# Work request
Scan the listing below for the word "contacts" and copy every line that has it.

┌──

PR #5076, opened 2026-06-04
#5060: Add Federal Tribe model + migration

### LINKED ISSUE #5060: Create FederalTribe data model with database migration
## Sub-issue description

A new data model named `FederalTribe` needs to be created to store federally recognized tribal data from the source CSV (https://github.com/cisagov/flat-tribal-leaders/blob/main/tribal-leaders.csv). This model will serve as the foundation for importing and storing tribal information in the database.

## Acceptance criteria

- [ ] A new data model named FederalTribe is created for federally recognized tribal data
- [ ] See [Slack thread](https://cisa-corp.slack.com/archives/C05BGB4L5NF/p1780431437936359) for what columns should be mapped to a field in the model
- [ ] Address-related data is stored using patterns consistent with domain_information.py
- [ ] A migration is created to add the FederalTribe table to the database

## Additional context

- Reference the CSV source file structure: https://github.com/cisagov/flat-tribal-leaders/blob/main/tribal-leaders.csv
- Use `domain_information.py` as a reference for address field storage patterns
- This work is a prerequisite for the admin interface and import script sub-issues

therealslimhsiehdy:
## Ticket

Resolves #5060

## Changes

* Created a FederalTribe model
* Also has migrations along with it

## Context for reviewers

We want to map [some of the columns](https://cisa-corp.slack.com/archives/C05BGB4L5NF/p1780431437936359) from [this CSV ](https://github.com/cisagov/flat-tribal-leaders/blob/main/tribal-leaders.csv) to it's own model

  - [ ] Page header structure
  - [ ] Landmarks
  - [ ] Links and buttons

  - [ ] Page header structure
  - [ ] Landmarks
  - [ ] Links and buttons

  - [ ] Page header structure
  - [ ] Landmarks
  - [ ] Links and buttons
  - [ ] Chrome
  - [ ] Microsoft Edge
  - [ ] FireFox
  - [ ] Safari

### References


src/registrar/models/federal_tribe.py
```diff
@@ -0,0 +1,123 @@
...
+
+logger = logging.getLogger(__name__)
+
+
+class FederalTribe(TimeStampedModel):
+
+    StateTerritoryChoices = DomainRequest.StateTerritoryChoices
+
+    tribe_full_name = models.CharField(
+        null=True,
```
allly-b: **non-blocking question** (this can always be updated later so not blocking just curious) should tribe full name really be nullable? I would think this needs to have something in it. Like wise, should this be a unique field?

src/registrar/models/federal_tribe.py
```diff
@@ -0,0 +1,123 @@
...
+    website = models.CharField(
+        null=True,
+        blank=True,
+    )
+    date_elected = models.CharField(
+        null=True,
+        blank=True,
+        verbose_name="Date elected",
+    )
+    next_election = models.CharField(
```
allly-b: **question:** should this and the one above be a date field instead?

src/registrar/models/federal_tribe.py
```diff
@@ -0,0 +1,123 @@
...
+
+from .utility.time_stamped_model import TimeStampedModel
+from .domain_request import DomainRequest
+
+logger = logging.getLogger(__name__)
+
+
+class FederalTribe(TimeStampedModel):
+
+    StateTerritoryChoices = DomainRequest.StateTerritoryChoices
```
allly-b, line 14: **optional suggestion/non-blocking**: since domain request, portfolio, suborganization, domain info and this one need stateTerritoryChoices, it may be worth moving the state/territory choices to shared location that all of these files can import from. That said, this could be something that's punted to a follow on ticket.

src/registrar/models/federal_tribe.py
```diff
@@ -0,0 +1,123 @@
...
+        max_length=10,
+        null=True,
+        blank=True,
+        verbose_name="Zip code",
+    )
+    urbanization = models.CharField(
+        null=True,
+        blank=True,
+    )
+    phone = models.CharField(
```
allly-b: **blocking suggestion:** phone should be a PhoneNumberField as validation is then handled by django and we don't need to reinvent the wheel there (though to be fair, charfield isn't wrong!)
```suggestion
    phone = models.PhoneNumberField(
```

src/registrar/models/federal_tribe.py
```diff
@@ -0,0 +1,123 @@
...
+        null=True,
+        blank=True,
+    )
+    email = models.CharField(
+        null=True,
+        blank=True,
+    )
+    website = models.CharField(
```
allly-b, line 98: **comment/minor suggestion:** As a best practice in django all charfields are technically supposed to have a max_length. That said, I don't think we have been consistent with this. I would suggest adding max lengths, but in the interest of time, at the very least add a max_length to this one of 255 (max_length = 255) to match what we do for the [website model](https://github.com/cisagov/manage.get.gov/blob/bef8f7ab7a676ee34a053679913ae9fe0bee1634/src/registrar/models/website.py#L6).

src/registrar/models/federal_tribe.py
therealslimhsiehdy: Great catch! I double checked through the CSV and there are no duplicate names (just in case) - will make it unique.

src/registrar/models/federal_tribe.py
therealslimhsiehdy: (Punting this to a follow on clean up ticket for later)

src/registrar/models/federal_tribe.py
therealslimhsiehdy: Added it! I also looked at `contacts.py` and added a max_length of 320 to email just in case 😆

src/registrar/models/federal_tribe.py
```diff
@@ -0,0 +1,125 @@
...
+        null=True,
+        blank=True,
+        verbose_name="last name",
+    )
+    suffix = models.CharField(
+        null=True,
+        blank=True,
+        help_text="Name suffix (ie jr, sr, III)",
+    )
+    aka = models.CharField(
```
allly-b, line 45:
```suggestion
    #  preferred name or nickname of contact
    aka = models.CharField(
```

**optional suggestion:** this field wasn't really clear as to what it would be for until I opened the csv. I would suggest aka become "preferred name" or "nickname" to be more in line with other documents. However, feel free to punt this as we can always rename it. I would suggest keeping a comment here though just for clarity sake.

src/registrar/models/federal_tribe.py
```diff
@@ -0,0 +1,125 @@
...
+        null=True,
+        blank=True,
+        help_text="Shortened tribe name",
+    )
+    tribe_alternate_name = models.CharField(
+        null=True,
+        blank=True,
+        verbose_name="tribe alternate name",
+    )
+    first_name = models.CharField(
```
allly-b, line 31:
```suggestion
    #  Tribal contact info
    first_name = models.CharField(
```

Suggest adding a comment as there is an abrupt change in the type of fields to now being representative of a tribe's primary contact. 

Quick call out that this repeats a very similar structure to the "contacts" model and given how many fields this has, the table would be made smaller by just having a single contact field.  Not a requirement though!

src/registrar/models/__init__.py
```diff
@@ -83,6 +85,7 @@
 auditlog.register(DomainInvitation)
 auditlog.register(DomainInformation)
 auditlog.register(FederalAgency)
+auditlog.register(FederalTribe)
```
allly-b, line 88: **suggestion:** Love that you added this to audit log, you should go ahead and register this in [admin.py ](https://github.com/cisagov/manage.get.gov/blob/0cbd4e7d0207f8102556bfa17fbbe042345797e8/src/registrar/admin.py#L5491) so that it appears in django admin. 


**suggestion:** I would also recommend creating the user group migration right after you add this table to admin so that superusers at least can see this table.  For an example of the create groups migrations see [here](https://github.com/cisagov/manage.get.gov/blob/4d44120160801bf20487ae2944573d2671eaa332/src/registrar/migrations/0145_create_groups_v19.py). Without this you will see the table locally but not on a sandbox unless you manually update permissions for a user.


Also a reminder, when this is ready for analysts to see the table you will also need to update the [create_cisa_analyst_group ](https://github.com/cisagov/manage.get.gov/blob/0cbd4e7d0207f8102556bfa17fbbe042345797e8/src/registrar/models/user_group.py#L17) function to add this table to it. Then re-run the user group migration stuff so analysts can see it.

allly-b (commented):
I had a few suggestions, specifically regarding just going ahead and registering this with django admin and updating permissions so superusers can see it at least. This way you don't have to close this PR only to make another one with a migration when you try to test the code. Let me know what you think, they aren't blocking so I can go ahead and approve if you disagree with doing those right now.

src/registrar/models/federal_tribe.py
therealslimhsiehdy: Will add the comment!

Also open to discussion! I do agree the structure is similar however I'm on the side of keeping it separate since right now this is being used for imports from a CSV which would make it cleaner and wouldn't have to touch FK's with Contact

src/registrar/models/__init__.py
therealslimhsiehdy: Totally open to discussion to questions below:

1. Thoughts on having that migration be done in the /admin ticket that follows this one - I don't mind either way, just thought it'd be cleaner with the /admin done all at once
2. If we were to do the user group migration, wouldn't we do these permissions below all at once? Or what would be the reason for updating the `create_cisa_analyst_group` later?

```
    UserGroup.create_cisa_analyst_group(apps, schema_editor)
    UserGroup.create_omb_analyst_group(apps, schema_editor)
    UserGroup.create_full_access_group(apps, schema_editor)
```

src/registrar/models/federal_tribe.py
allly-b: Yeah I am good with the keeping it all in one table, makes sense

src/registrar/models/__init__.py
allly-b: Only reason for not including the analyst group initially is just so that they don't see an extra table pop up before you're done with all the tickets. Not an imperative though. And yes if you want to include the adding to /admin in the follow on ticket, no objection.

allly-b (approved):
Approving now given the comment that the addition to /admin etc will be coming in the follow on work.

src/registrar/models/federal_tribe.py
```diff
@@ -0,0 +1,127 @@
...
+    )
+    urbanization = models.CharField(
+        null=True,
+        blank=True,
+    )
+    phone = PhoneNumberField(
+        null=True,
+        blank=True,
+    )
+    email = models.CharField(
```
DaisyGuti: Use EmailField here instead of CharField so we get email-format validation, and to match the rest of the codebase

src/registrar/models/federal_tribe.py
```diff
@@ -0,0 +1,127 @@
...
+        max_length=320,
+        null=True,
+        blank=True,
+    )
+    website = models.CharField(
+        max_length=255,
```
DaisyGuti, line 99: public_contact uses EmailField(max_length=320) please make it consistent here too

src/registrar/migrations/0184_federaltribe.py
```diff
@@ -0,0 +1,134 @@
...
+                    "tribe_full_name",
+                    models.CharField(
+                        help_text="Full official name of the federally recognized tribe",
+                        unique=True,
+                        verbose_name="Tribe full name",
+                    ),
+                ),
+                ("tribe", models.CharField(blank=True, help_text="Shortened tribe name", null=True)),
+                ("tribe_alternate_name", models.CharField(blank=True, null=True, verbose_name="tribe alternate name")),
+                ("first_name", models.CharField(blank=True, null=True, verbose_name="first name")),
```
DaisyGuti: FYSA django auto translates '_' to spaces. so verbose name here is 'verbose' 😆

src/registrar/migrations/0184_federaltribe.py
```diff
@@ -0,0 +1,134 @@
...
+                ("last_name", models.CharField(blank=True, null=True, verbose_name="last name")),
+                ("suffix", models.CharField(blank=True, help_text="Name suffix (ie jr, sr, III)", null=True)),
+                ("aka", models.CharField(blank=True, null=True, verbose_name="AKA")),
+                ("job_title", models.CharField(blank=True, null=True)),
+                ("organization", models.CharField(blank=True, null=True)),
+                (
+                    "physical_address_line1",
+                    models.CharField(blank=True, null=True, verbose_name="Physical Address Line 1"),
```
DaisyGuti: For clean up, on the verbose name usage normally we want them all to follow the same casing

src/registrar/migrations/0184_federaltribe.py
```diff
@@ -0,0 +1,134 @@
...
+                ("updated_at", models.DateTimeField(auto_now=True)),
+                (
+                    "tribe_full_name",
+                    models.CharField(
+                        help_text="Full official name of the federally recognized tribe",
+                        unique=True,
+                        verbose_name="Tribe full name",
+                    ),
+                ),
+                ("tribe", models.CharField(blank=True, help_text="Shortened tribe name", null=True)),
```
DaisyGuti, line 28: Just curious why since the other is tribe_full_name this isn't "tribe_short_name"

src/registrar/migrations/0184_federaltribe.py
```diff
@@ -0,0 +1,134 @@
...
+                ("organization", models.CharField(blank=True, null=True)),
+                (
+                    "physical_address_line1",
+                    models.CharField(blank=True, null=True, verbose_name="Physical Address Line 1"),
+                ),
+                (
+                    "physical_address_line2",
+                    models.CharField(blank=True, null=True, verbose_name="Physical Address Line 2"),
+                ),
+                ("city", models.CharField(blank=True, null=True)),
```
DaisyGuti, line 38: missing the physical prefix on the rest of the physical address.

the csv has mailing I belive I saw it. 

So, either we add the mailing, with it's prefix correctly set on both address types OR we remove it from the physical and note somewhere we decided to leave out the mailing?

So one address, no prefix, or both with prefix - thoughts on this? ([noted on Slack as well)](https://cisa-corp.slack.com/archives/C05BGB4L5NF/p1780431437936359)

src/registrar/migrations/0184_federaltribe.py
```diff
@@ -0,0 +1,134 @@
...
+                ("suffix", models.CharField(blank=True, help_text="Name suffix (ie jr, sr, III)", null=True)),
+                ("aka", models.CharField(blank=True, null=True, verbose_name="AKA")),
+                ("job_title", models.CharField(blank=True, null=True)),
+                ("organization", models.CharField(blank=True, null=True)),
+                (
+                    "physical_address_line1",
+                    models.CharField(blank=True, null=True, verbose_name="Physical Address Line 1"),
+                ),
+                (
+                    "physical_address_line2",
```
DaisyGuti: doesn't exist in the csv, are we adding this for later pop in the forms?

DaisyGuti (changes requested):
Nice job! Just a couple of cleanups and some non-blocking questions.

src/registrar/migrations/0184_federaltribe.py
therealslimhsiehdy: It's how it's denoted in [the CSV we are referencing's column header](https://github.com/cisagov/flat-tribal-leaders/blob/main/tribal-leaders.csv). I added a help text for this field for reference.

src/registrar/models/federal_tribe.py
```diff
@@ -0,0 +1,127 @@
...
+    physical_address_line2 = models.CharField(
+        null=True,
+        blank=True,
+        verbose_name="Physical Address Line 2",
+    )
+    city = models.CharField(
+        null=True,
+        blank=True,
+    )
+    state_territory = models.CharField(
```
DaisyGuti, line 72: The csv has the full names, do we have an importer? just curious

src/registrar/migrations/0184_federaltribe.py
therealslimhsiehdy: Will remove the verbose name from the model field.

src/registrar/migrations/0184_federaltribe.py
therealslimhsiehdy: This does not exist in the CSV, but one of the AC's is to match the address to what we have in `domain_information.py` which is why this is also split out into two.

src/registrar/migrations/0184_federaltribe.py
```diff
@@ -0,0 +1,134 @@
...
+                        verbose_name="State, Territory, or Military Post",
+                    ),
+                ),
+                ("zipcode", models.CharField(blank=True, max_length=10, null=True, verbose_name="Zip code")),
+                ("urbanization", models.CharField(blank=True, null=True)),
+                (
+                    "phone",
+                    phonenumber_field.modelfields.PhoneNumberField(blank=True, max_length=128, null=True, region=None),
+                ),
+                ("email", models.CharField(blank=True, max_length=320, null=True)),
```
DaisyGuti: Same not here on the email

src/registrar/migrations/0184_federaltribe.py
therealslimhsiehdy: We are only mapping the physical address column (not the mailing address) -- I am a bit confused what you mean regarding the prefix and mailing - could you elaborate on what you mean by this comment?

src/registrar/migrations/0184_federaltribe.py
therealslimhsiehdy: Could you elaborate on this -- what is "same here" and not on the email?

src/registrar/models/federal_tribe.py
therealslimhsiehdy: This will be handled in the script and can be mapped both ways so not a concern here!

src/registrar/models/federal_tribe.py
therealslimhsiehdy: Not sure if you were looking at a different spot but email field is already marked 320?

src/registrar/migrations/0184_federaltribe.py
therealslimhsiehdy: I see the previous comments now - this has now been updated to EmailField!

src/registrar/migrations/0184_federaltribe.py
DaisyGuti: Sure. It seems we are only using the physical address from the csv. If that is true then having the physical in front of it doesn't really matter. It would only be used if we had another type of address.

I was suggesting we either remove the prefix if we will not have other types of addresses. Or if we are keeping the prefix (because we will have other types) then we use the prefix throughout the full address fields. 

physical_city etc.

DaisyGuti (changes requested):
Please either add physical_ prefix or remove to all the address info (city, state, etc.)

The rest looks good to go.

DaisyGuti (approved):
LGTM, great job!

└──
┌──

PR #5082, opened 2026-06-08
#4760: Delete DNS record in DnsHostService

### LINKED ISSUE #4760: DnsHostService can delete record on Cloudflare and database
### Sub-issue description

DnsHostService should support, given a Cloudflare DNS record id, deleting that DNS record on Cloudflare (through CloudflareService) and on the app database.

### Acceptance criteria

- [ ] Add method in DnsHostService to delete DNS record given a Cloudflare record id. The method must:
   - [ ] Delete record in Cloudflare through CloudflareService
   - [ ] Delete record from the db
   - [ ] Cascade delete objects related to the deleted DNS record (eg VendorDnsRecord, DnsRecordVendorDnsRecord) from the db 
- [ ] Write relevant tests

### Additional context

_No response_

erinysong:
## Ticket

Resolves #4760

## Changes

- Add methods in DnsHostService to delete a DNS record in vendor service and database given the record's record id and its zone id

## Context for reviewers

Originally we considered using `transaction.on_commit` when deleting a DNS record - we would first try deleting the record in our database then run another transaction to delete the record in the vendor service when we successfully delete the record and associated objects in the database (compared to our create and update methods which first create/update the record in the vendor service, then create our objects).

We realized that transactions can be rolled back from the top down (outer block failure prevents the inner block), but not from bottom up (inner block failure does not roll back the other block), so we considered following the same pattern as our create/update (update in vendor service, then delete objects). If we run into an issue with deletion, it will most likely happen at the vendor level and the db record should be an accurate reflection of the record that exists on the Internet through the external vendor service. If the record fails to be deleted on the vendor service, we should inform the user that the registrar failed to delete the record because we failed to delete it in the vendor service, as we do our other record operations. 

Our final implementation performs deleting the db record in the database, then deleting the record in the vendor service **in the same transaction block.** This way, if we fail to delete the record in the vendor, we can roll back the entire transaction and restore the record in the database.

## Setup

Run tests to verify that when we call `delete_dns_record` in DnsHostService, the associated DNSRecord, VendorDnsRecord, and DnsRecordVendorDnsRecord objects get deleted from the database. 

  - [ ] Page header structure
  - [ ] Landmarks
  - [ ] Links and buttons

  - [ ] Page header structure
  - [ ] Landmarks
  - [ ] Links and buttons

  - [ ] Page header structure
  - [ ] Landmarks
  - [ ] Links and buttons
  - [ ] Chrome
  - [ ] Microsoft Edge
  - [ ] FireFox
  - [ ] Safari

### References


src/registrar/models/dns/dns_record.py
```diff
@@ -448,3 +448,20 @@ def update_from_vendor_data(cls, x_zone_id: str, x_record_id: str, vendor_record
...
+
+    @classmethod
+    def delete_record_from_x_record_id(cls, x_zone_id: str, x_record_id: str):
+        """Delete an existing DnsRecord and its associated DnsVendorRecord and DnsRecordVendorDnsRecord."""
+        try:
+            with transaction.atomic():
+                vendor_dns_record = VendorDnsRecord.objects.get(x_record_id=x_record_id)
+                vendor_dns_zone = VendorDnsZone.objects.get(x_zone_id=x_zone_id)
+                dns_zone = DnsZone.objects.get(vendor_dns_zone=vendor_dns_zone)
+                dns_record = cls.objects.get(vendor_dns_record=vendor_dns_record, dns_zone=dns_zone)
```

└──
┌──

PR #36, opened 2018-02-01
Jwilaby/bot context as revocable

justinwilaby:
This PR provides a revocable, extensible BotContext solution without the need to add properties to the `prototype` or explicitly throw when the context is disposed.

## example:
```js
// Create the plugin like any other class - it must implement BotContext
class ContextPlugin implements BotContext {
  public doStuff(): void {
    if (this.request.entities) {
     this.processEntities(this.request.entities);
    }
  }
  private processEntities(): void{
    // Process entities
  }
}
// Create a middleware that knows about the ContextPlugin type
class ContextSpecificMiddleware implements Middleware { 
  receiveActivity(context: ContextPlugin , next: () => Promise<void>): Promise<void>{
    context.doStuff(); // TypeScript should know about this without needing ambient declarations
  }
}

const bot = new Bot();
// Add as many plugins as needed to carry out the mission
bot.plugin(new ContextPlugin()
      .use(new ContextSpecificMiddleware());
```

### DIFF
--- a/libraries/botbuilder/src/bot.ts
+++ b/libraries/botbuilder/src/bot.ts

└──

# Output for this exercise
therealslimhsiehdy: Added it! I also looked at `contacts.py` and added a max_length of 320 to email just in case 😆
Quick call out that this repeats a very similar structure to the "contacts" model and given how many fields this has, the table would be made smaller by just having a single contact field.  Not a requirement though!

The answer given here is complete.